Skoftebyns IF
- Full name: Skoftebyns Idrottsförening
- Founded: 1950
- Ground: Nysätra IP Trollhättan Sweden
- Chairman: Åke Tidbeck
- League: Division 3 Mellersta Götaland
- 2018: Division 2 Norra Götaland, 12th (Relegation Playoffs - Relegated)
| Home colours | Away colours |

= Skoftebyns IF =

Swedish football club

Skoftebyns IF is a Swedish football club located in Trollhättan in Västra Götaland County.

==Background==
Since their foundation Skoftebyns IF has participated in the middle and lower divisions of the Swedish football league system. The club currently plays in Division 2 Norra Götaland which is the fourth tier of Swedish football. They play their home matches at the Nysätra IP in Trollhättan.
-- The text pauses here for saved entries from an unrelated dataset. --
PR #6623, opened 2025-05-25
builtin merge-tool: add property-based tests

jgreitemann:
This PR was split from #6448 to review and land the bug fixes separately from the property-based testing.

# Checklist

If applicable:

### DIFF
--- a/cli/src/merge_tools/builtin.rs
+++ b/cli/src/merge_tools/builtin.rs
@@ -713,7 +713,11 @@ mod tests {
     use jj_lib::matchers::EverythingMatcher;
     use jj_lib::merge::MergedTreeValue;
     use jj_lib::repo::Repo as _;
+    use proptest_state_machine::prop_state_machine;
+    use proptest_state_machine::StateMachineTest;
     use testutils::assert_tree_eq;
+    use testutils::proptest::Transition;
+    use testutils::proptest::WorkingCopyReferenceStateMachine;
     use testutils::repo_path;
     use testutils::repo_path_component;
     use testutils::TestRepo;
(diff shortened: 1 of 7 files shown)


jgreitemann:
Continuing the discussion in #6448 (@arxanas):

> The state machine approach indeed seems a little limiting. I think you'd have to represent the desire to check only some of the checkboxes as a state transition, which is kind of clunky because it represents an entirely different system.

I managed to adapt the state machine testing in a way that covers partial selection of changes without having to reimplement the "runner" for the state machine test. Technically, selection of changes from the diff depends on the diff, but that would have been tricky to incorporate. I opted for an approach where the initial state includes a selection mask, which is then successively applied to the changes in the diff to decide whether to check them, each step of the way.

This approach is not perfect because diffs might change significantly in a way that breaks the "continuity" of the selections, which might impede the ability to shrink the transitions list. However, in practice, it worked surprisingly well and gave sufficiently easy-to-interpret failures. Sure enough, this test uncovered another bug that is fixed separately.

This sort of "roundtrip" property — first applying parts of a diff to produce an intermediate tree, then applying the complementary changes to it to go all the way to the "right" tree — does not apply to arbitrary diffs. There are certain combinations of selected vs. unselected changes where the selected changes necessary imply parts of the unselected changes, or where the "complementary" changes would end up undoing parts of the selected changes. Examples are given in the SUT's doc comment. The selection of changes is tweaked to avoid these conflicts. (Sidebar: One could argue that scm-record should only allow selections that are not conflicted in this way. It kind of does already, e.g., it will automatically select the file mode change when selecting any of the line additions in a newly created text file.)

As such, the test verifying this "roundtrip" property covers a search space that is not a superset of the original proptest verifying only that the left or right tree is reproduced when selecting none or all of the changes. For this reason, I've created a separate SUT for the "roundtrip" test, so now there are two independent state machine proptests using the same underlying state machine.

lib/testutils/src/proptest.rs
```diff
@@ -0,0 +1,242 @@
...
+
+    fn apply(mut state: Self::State, transition: &Self::Transition) -> Self::State {
+        match transition {
+            Transition::Commit => {
+                // Do nothing; this is handled by the system under test.
+            }
+
+            Transition::SetDirEntry { path, dir_entry } => {
+                assert_ne!(path.as_ref(), RepoPath::root());
+                let Self { entries } = &mut state;
```
arxanas: nit: I would just write `let entries = &mut state.entries;` here, or otherwise `let Self { mut entries }` and return a new `State` from the entire `match`.

lib/testutils/src/proptest.rs
```diff
@@ -0,0 +1,242 @@
...
+                .map(|path| path.to_owned())
+                .unique()
+                .collect_vec(),
+        )
+    }
+
+    fn arb_transition_create(&self) -> impl Strategy<Value = Transition> {
+        (
+            self.arb_extant_directory(),
+            proptest::collection::vec(arb_path_component(), 1..3),
```
arxanas, line 160: question (non-blocking): Does creating the extra path components (`1..3`) seem to trigger any bugs/new code paths? It should be reachable from a sequence of create transitions already. If not, I would weakly prefer to just create one new path component at a time.

lib/testutils/src/proptest.rs
```diff
@@ -0,0 +1,242 @@
...
+    Symlink { target: String },
+    GitSubmodule { commit: CommitId },
+}
+
+impl Arbitrary for DirEntry {
+    type Parameters = ();
+    type Strategy = BoxedStrategy<DirEntry>;
+
+    fn arbitrary_with(_: Self::Parameters) -> Self::Strategy {
+        // TODO: Currently only creates `File`s; extend test to other variants.
```
arxanas: nit: Can you move/put this comment on each of `Symlink`/`GitSubmodule`? It should be realize at tell at a glance that those code paths aren't tested.

cli/src/merge_tools/builtin.rs
```diff
@@ -844,9 +852,11 @@ mod tests {
         let no_changes_tree_id = apply_diff(store, &left_tree, &right_tree, &changed_files, &files);
         let no_changes_tree = store.get_root_tree(&no_changes_tree_id).unwrap();
         assert_eq!(
-            no_changes_tree.id(),
             left_tree.id(),
-            "no-changes tree was different",
+            no_changes_tree.id(),
+            "no-changes tree was different:\nexpected tree:\n{}\nactual tree:\n{}",
```
arxanas: comment (non-blocking): Might be worth extracting this assertion into a helper function/macro? But don't need to do this now.

arxanas (approved):
Thanks!

> (Sidebar: One could argue that scm-record should only allow selections that are not conflicted in this way. It kind of does already, e.g., it will automatically select the file mode change when selecting any of the line additions in a newly created text file.)

Alternatively, it should return the selected and unselected contents in a way that indicates to you what implied changes were made.

lib/testutils/src/proptest.rs
jgreitemann: Done. After I went through with the `TestTreeBuilder` refactor in the preceding PR, there was no reason anymore for `DirEntry` to be defined in the `testutils` module, so I had already moved it back into the `testutils::proptest` module. Given this, I now decided to use `proptest-derive` after all to derive the implementation of `Arbitrary` for `DirEntry`. The omission of `Symlink`/`GitSubmodule` from the strategy for `DirEntry` thus translates into adding `#[proptest(skip)]` to the variants in the enum which is also a natural place to put those TODO comments.

cli/src/merge_tools/builtin.rs
jgreitemann: I added a new commit for this.

lib/testutils/src/proptest.rs
jgreitemann: Since I've removed `Directory` from `DirEntry` and only store leaf `entries` (with the directories implicitly given by the leaves' ancestors), appending `foo/bar` to an extant directory path effectively creates a new directory `foo` containing the file/symlink/submodule `bar`. Only appending a single new path component at a time would result in a perfectly flat working tree.

jgreitemann:
I've updated the PR to address your comments. Since there're some non-trivial changes, you might wanna take another look? Otherwise, feel free to put it in the merge queue.

PR #6641, opened 2025-05-27
Add copy id to data model

martinvonz:
# Checklist

If applicable:


lib/src/backend.rs
```diff
@@ -194,6 +195,24 @@ pub struct CopyRecord {
...
+    /// IDs of the files that became the current incarnation of this file.
+    ///
+    /// A newly created file has no parents. A regular copy or rename has one
+    /// parent. A merge of multiple files has multiple parents.
+    pub parents: Vec<CopyId>,
+    /// An optional piece of data to give the Copy object a different ID. May be
+    /// randomly generated. This allows a commit to say that a file was replaced
+    /// by a new incarnation of it, indicating a logically distinct file
+    /// taking the place of the previous file at the path.
+    pub salt: Vec<u8>,
```
yuja, line 222: Maybe this can be `enum salt|parents`, but `salt, parents` might be handy as low-level representation.

lib/src/backend.rs
```diff
@@ -438,6 +459,19 @@ pub trait Backend: Send + Sync + Debug {
...
+
+    /// Write the `CopyHistory` object and return its ID.
+    fn write_copy(&self, copy: &CopyHistory) -> BackendResult<CopyId>;
+
+    /// Find all copy histories that are related to the specified one. This is
+    /// defined as those that are ancestors of the given specified one, plus
+    /// their descendants. It is valid (but wasteful) to include other copy
+    /// histories, such as siblings, or even completely unrelated copy
+    /// histories.
+    fn get_related_copies(&self, copy_id: &CopyId) -> BackendResult<Vec<CopyHistory>>;
```
yuja, line 486: Do we have any implication about the order?

lib/src/conflicts.rs
```diff
@@ -188,6 +190,7 @@ pub struct MaterializedFileConflictValue {
     /// Merged executable bit. `None` if there are changes in both executable
     /// bit and file absence.
     pub executable: Option<bool>,
+    pub copy_id: CopyId,
```
yuja, line 193: Shouldn't this be `Option<CopyId>`? iirc, the idea was that `jj resolve` errors out if `executable` or `copy_id` can't be resolved.

lib/src/git_backend.rs
```diff
@@ -1022,6 +1024,18 @@ impl Backend for GitBackend {
         Ok(SymlinkId::new(oid.as_bytes().to_vec()))
     }
 
+    fn read_copy(&self, _id: &CopyId) -> BackendResult<CopyHistory> {
+        unimplemented!();
```
yuja, line 1028: nit: maybe better to return `BackendError::Unsupported` if we aren't going to implement these functions anytime soon.

lib/src/local_working_copy.rs
```diff
@@ -1513,14 +1514,36 @@ impl FileSnapshotter<'_> {
...
+            let copy_id = {
+                if let Some(TreeValue::File {
+                    id: _,
+                    executable: _,
+                    copy_id,
+                }) = current_tree_value
+                {
+                    copy_id.clone()
+                } else {
+                    CopyId::placeholder()
```
yuja, line 1538: I'm not sure if this `placeholder` is a temporary stub or a marker to generate new `salt`-ed `CopyHistory`. Maybe leave a TODO comment?

lib/src/merge.rs
```diff
@@ -569,25 +570,66 @@ where
             })
     }
 
+    /// If this merge contains only files or absent entries, and they all have
+    /// the same copy ID, returns a merge of the `FileId`s`. The executable
+    /// bits will be ignored. Use `Merge::with_new_file_ids()` to produce a
+    /// new merge with the original executable bits preserved.
+    pub fn to_file_merge(&self) -> Option<(Merge<Option<FileId>>, CopyId)> {
```
yuja, line 577: Shouldn't we ignore copy-id conflict consistently, and use `to_copy_merge()`?

lib/src/repo_path.rs
```diff
@@ -199,7 +199,7 @@ impl DoubleEndedIterator for RepoPathComponentsIter<'_> {
 impl FusedIterator for RepoPathComponentsIter<'_> {}
 
 /// Owned repository path.
-#[derive(Clone, Eq, Hash, PartialEq)]
+#[derive(ContentHash, Clone, Eq, Hash, PartialEq)]
```
yuja, line 202: nit: add `ContentHash` to `RepoPath` for consistency?

lib/testutils/src/test_backend.rs
```diff
@@ -249,6 +252,31 @@ impl Backend for TestBackend {
...
+        self.locked_data()
+            .copies
+            .insert(id.clone(), contents.clone());
+        Ok(id)
+    }
+
+    fn get_related_copies(&self, _copy_id: &CopyId) -> BackendResult<Vec<CopyHistory>> {
+        // Return all copy histories to test that the caller correctly ignores histories
+        // that are not relevant to the trees they're working with.
+        Ok(self.locked_data().copies.values().cloned().collect_vec())
```
yuja, line 277: nit: maybe better to ensure that `copy_id` exists?

yuja (commented):
Looks generally good, but @ilyagr might want to do more thorough review.

lib/src/local_working_copy.rs
martinvonz: True, this is one of few places where we will create a new copy id.

lib/src/backend.rs
```diff
@@ -60,6 +61,15 @@ impl ChangeId {
     }
 }
 
+impl CopyId {
+    ///  Returns a placeholder copy id to be used when we don't have a real copy
```
yuja, line 65: nit: remove extra leading space

lib/src/local_working_copy.rs
```diff
@@ -1513,14 +1514,43 @@ impl FileSnapshotter<'_> {
...
+                copy_id,
+            }))
         } else if let Some(old_file_ids) = current_tree_values.to_file_merge() {
+            // Safe to unwrap because the copy id exists exactly on the file variant
+            let copy_id_merge = current_tree_values.to_copy_id_merge().unwrap();
+            let copy_id = copy_id_merge
+                .resolve_trivial()
+                .cloned()
+                .flatten()
+                .unwrap_or_else(CopyId::placeholder);
```
yuja, line 1553: Just a comment. We'll need to handle unresolved case and resolved to `None` differently. There may be change-delete content conflict `A - B + 0` with unchanged copy history `X - X + 0`. Perhaps, `resolve_file_executable()` can be generic over `Merge<Option<T>>`.

This can be addressed later.

lib/testutils/src/test_backend.rs
```diff
@@ -249,6 +254,51 @@ impl Backend for TestBackend {
...
+        let mut emitted = HashSet::new();
+        while let Some((id, copy)) = work.pop_front() {
+            if copy.parents.iter().all(|id| emitted.contains(id)) {
+                histories.push(copy.clone());
+                emitted.insert(id);
+            } else {
+                work.push_back((id, copy));
+            }
+        }
+        histories.reverse();
```
yuja, line 298: nit: maybe better to use `topo_order_reverse()` to sort ids (or id/object pairs) first? Quadratic sorting wouldn't matter in tests, though.

lib/testutils/src/test_backend.rs
```diff
@@ -356,3 +406,46 @@ impl Backend for TestBackend {
         Ok(())
     }
 }
+
+#[cfg(test)]
+mod tests {
+
+    use pollster::FutureExt as _;
```
yuja, line 413: nit: squash `as _` change in previous commit

lib/src/merge.rs
```diff
@@ -569,25 +570,51 @@ where
             })
     }
 
-    /// If this merge contains only files or absent entries, returns a merge of
-    /// the `FileId`s`. The executable bits will be ignored. Use
-    /// `Merge::with_new_file_ids()` to produce a new merge with the original
-    /// executable bits preserved.
+    /// If this merge contains only files or absent entries, and they all have
+    /// the same copy ID, returns a merge of the `FileId`s`. The executable
+    /// bits will be ignored. Use `Merge::with_new_file_ids()` to produce a
```
yuja, line 575: nit: stale doc. copy ids are ignored now.

yuja (approved):

lib/src/backend.rs
```diff
@@ -51,6 +51,7 @@ id_type!(pub TreeId { hex() });
 id_type!(pub FileId { hex() });
 id_type!(pub SymlinkId { hex() });
 id_type!(pub ConflictId { hex() });
+id_type!(pub CopyId { hex() });
```
ilyagr, line 54: Perhaps we should call this `CopyHistoryId`, to make the relationship with `CopyHistory` clear?

lib/src/backend.rs
```diff
@@ -438,6 +459,20 @@ pub trait Backend: Send + Sync + Debug {
 
     async fn write_symlink(&self, path: &RepoPath, target: &str) -> BackendResult<SymlinkId>;
 
+    /// Read the specified `CopyHistory` object.
+    async fn read_copy(&self, id: &CopyId) -> BackendResult<CopyHistory>;
```
ilyagr, line 481: We could mention that always returning `Err(Unsupported)` is OK.

lib/src/backend.rs
```diff
@@ -438,6 +459,20 @@ pub trait Backend: Send + Sync + Debug {
...
+
+    /// Write the `CopyHistory` object and return its ID.
+    async fn write_copy(&self, copy: &CopyHistory) -> BackendResult<CopyId>;
+
+    /// Find all copy histories that are related to the specified one. This is
+    /// defined as those that are ancestors of the given specified one, plus
+    /// their descendants. Children must be returned before parents.
```
ilyagr, line 491: We could explicitly add "Descendants of the specified copyid don't have to be included". Strictly speaking, the current text does not imply that is the specified copyid has an ancestor.

What about (other) ancestors of the descendants of ancestors? If they don't have to be included (I think they probably don't?), we could explicitly mention that as well, so that people understand that this is different than the undirected connected component.

lib/src/backend.rs
```diff
@@ -438,6 +459,20 @@ pub trait Backend: Send + Sync + Debug {
...
+    ///
+    /// It is valid (but wasteful) to include other copy histories, such as
+    /// siblings, or even completely unrelated copy histories.
+    async fn get_related_copies(&self, copy_id: &CopyId) -> BackendResult<Vec<CopyHistory>>;
```
ilyagr, line 498: (Doesn't really matter): Should this perhaps return CopyId-s? Perhaps this is a premature optimization.

lib/testutils/src/test_backend.rs
```diff
@@ -356,3 +406,46 @@ impl Backend for TestBackend {
...
+
+    fn copy_history(path: &str, parents: &[CopyId]) -> CopyHistory {
+        CopyHistory {
+            current_path: repo_path_buf(path),
+            parents: parents.to_vec(),
+            salt: vec![],
+        }
+    }
+
+    #[test]
```
ilyagr, line 421: (No action needed) I might be nice to later add some property tests that can be applied to any backend.

lib/testutils/src/test_backend.rs
```diff
@@ -249,6 +254,51 @@ impl Backend for TestBackend {
...
+                hash: copy_id.hex(),
+                source: "".into(),
+            });
+        }
+        // Return all copy histories to test that the caller correctly ignores histories
+        // that are not relevant to the trees they're working with.
+        let mut work: VecDeque<_> = copies.iter().collect();
+        let mut histories = vec![];
+        let mut emitted = HashSet::new();
+        while let Some((id, copy)) = work.pop_front() {
```
ilyagr: (Optional) Perhaps check for an infinite loop if there's a cycle in some test? E.g., check that the length of `emitted` increased after going through `copies.len()` items?

lib/src/backend.rs
```diff
@@ -438,6 +459,20 @@ pub trait Backend: Send + Sync + Debug {
...
+
+    /// Write the `CopyHistory` object and return its ID.
+    async fn write_copy(&self, copy: &CopyHistory) -> BackendResult<CopyId>;
+
+    /// Find all copy histories that are related to the specified one. This is
+    /// defined as those that are ancestors of the given specified one, plus
+    /// their descendants. Children must be returned before parents.
+    ///
+    /// It is valid (but wasteful) to include other copy histories, such as
+    /// siblings, or even completely unrelated copy histories.
```
ilyagr, line 494: (Optional) It's a little confusing to me what you have in mind here. It might be nice to remove the "(but wasteful)", mention that the caller will know to ignore unrelated copy histories (as opposed to creating overly complicated conflicts), and say how efficient or inefficient you expect that to be.

Allowing this doesn't really fit well in my understanding of how this will work, but that's probably OK. I was imagining that, at some point, the copy ids would be tracked by an index, similar to the commitid/changeid index, maybe with similar generation numbers. I'm not sure whether that's supposed to be part of the backend, or built by the caller of this function, or if you have something entirely different in mind.

But I'm sure you have something reasonable in mind, and that it can be changed later, so I don't think I have to understand this now.

lib/src/backend.rs
```diff
@@ -288,7 +297,11 @@ pub type BackendResult<T> = Result<T, BackendError>;
 pub enum TreeValue {
     // TODO: When there's a CopyId here, the copy object's path must match
     // the path identified by the tree.
-    File { id: FileId, executable: bool },
+    File {
+        id: FileId,
+        executable: bool,
+        copy_id: CopyId,
```
ilyagr, line 305: (Could be postponed) Should `Symlink` and `GitSubmodule` get a CopyId too? (Trees shouldn't, though).

Or we could maybe change this to:

```rust
pub enum TreeValue {
   Tree(TreeId),
   Leaf(LeafTreeValue, CopyId),
   Conflict(IAmObsoleteAndIDontKnowWhereToGo),
}
```

-----------

I also was wondering whether `CopyId` should be part of `TreeValue` at all. I was wondering whether some backends might want more flexibility than having a static CopyId for each tree entry will allow. I guess the plan is to treat the CopyId for the Git backend similarly to the change id: in the local `jj` repo, we treat it as though it was part of the commit id, and we generate it on fetch?

I was and maybe am a bit worried about this, but after some thought, I don't see any obvious blockers.

The other option would be to for a Tree to have a field for the copy ids of its entries that's ignored for the purpose of computing the TreeId. Then, you could generate a CopyId tree dynamically for the relevant commits for each operation. I guess you think we can make the Git backend work without that? I guess it'd be a last resort.

---------

For a different kind of Git backend, if invisibility to Git users was not a concern and `jj` repos only needed to be readable by Git, we could store the CopyHistory database for a commit and its ancestors inside each commit. When we have a rebase or merge operation involving commits A, B, and C, the database for each of these commits and their ancestors should be sufficient to do the rebase/merge.

But, at that point, maybe we'd be storing this data outside Git commits entirely.

lib/src/backend.rs
```diff
@@ -438,6 +459,20 @@ pub trait Backend: Send + Sync + Debug {
...
+    async fn write_copy(&self, copy: &CopyHistory) -> BackendResult<CopyId>;
+
+    /// Find all copy histories that are related to the specified one. This is
+    /// defined as those that are ancestors of the given specified one, plus
+    /// their descendants. Children must be returned before parents.
+    ///
+    /// It is valid (but wasteful) to include other copy histories, such as
+    /// siblings, or even completely unrelated copy histories.
+    async fn get_related_copies(&self, copy_id: &CopyId) -> BackendResult<Vec<CopyHistory>>;
+
```
ilyagr, line 499: (No action needed): As I mention in a later comment, I feel like it might be a useful optimization to pass `get_related_copies` a list of commits and allow it to restrict its output to the related copies that are relevant when rebasing between or merging these commits. So, no need to return the ancestors of the CopyId that are only relevant in commits that are older than the common ancestor of the given commit, for example.

But this is probably premature right now.

lib/src/backend.rs
martinvonz: Done

lib/src/backend.rs
ilyagr: This is not blocking, by the way. 

Thinking about it further, perhaps we could have NamingHistory and NamingId? If we use the word naming for this concept specifically, the relationship will be clearer.

If we stick to common words, I think I prefer RenameHistory/RenameId to CopyHistory. This graph tracks renames more naturally, copies are inferred from the same file being renamed to two different things. 

We can also keep thinking. I do think I'd prefer to rename this to *something*, though, if we can.

lib/src/backend.rs
martinvonz: Let's say we're rebasing a single commit to the new tip of the main branch. If the commit we're rebasing touched only 5 files, then we will ask for all copies related to those copy ids. We will then check which of those copy ids exist at the expected path (the path recorded in the `CopyHistory` object) in the target commit. The algorithm will still work even if the backend returns every copy id it's ever seen, it will just be slower.

lib/src/backend.rs
martinvonz: I didn't call it `CopyHistory` because I felt that it made it too long, especially the variable names (presumably `copy_history_id`). My preference is still to not rename it. Let me know if you think we should.

Regarding renaming it to something completely different, I like `Incarnation`. I think that name makes sense also for the first incarnation of a file (when it's not copied or renamed), and when creating a new incarnation of an existing file (similar to what `git diff` calls [`--break-rewrites`](https://git-scm.com/docs/git-diff#Documentation/git-diff.txt-code--break-rewritesltngtltmgtcode)).

lib/src/backend.rs
martinvonz: We often need the copy objects so we can find the path at least.

lib/src/backend.rs
martinvonz: Yes, I agree that we may want to restrict the search. I also agree that we can figure it out later.

lib/testutils/src/test_backend.rs
martinvonz: Since it's content addressed here in the test backend, that's extremely unlikely to happen. And if it ever happens, it's only going to make tests hang, without impacting any real commands.

lib/testutils/src/test_backend.rs
martinvonz: It's simpler anyway, so I've switched to that function.

lib/testutils/src/test_backend.rs
martinvonz: Makes sense.

lib/src/backend.rs
martinvonz: The definition I wrote here is correct as far as I know at least. I think we want to include descendants of the specified copy id. That would happen if modified a file locally and it was renamed upstream and you then rebase your local commit onto the updated upstream.

lib/src/backend.rs
martinvonz: > (Could be postponed) Should `Symlink` and `GitSubmodule` get a CopyId too? (Trees shouldn't, though).

Yes, this is an open question in the design doc. I'm leaning against including a copy id for symlinks (and more strongly against it for the other types). We can probably add it later if necessary.

ilyagr: I'm a bit confused about this, why not add it for every leaf in the tree? Why does it matter what kind of a node it is? But it's not super-important.

For example, a symlink could be replaced with a copy of the file. I'd represent this by keeping the CopyId the same and changing the LeafTreeValue.

lib/src/backend.rs
ilyagr: My first feeling is that I'd prefer something like `Naming` or `Label` or `Rename` to "Incarnation". OTOH, I'd prefer Incarnation to Copy. Copy feels like it's a bit too common of a word in the VCS context to be used for this specialized thing.

In any case, I'm fine with not renaming it here, in the hope of picking something completely different in the future.

yuja: I don't think `CopyHistoryId` is right because I think the "history" is represented by a graph of copy objects. A single `CopyHistory` node represents a location/place at a certain point in time? I'd rather rename `struct CopyHistory` to something else, but `Copy` seemed too short and generic.

martinvonz: Yes, and `Copy` conflicts with `std::marker::Copy`.

lib/src/backend.rs
martinvonz: I'm not sure I agree with the example, but I don't mind adding a copy ID for non-File entries. I think Tree entries should probably not have copy IDs, however, but that's just because the consequences are unclear to me. Maybe it makes sense after I think more about it. In particular, it seems complicated what it should mean if `foo/` is copied to `bar/` but all the files remain where they were, and other such examples.

ilyagr: > I think Tree entries should probably not have copy IDs, however, but that's just because the consequences are unclear to me.

I agree, as long as `jj` is like Git in that it does not track empty directories. So, moving a directory is the same as moving all the files in it.

Hence the distinction between leaf nodes and non-leaf nodes that I made.

lib/src/backend.rs
ilyagr: That makes some sense, I guess it's also necessary for the definition of "related to" to be symmetric.

We should at some point add the motivation (that these correspond to tracking all the copies of the file) to the comment.

This is not immediately actionable, but I am still wondering about the fact that the definition is not transitive: if A is related to B, and B is related to C, this does not imply that C is related to A. (E.g. if C and A are parents of B).

Perhaps a better way to think of it is as a measure of closeness. Let's say that A and Z have 1 degree of separation if there is a directed path from A to Z. They have 2 degrees of separate if there is a B such that there is a directed path from A to B and from B to Z. For this function, you are picking out the vertices with at most 2 degrees of separation. I'm guessing that at some point, tracking the 1-degree-of-separation vertices and maybe 3-degrees-of-separation vertices will become relevant.

Or, at any point, we can bail out and just look at the undirected connected components ("finite degree of separation" in the lingo of the above paragraph), perhaps abandoning the graph altogether.

lib/src/backend.rs
ilyagr: > I don't think CopyHistoryId is right because I think the "history" is represented by a graph of copy objects. 

It could be `CopyNode`, from this perspective. But I think something entirely different might be better.

(I un-resolved this and a bunch of other conversations that I don't want to forget about. None of them were blocking, though).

Skoftebyns IF are affiliated to the Västergötlands Fotbollförbund.

==Season to season==

| Season | Level | Division | Section | Position | Movements |
|---|---|---|---|---|---|
| 1999 | Tier 5 | Division 4 | Västergötland Västra | 5th |  |
| 2000 | Tier 5 | Division 4 | Västergötland Västra | 6th |  |
| 2001 | Tier 5 | Division 4 | Västergötland Västra | 11th | Relegated |
| 2002 | Tier 6 | Division 5 | Västergötland Nordvästra | 4th |  |
| 2003 | Tier 6 | Division 5 | Västergötland Västra | 5th |  |
| 2004 | Tier 6 | Division 5 | Västergötland Nordvästra | 4th |  |
| 2005 | Tier 6 | Division 5 | Västergötland Västra | 4th |  |
| 2006* | Tier 7 | Division 5 | Västergötland Västra | 1st | Promoted |
| 2007 | Tier 6 | Division 4 | Västergötland Västra | 2nd | Promotion Playoffs – Promoted |
| 2008 | Tier 5 | Division 3 | Nordvästra Götaland | 2nd | Promotion Playoffs |
| 2009 | Tier 5 | Division 3 | Nordvästra Götaland | 4th |  |
| 2010 | Tier 5 | Division 3 | Nordvästra Götaland | 1st | Promoted |
| 2011 | Tier 4 | Division 2 | Norra Götaland | 11th | Relegated |
| 2012 | Tier 5 | Division 3 | Nordvästra Götaland | 2nd | Promotion Playoffs |
| 2013 | Tier 5 | Division 3 | Nordvästra Götaland | 3rd |  |
| 2014 | Tier 5 | Division 3 | Nordvästra Götaland | 3rd |  |
| 2015 | Tier 5 | Division 3 | Nordvästra Götaland | 1st | Promoted |

- League restructuring in 2006 resulted in a new division being created at Tier 3 and subsequent divisions dropping a level.

==Attendances==

In recent seasons Skoftebyns IF have had the following average attendances:

| Season | Average attendance | Division / Section | Level |
|---|---|---|---|
| 2007 | Not available | Div 4 Västergötland Västra | Tier 6 |
| 2008 | 284 | Div 3 Nordvästra Götaland | Tier 5 |
| 2009 | 282 | Div 3 Nordvästra Götaland | Tier 5 |
| 2010 | 369 | Div 3 Nordvästra Götaland | Tier 5 |
| 2011 | 295 | Div 2 Norra Götaland | Tier 4 |
| 2012 | 284 | Div 3 Nordvästra Götaland | Tier 5 |
| 2013 | 372 | Div 3 Nordvästra Götaland | Tier 5 |
| 2014 | 246 | Div 3 Nordvästra Götaland | Tier 5 |
| 2015 | 202 | Div 3 Nordvästra Götaland | Tier 5 |

- Attendances are provided in the Publikliga sections of the Svenska Fotbollförbundet website.
The former goalkeeper Mats Johansson began his career in Skoftebyn and later went to top league team IF Elfsborg and BK Häcken where he still reside as a goalkeepercoach.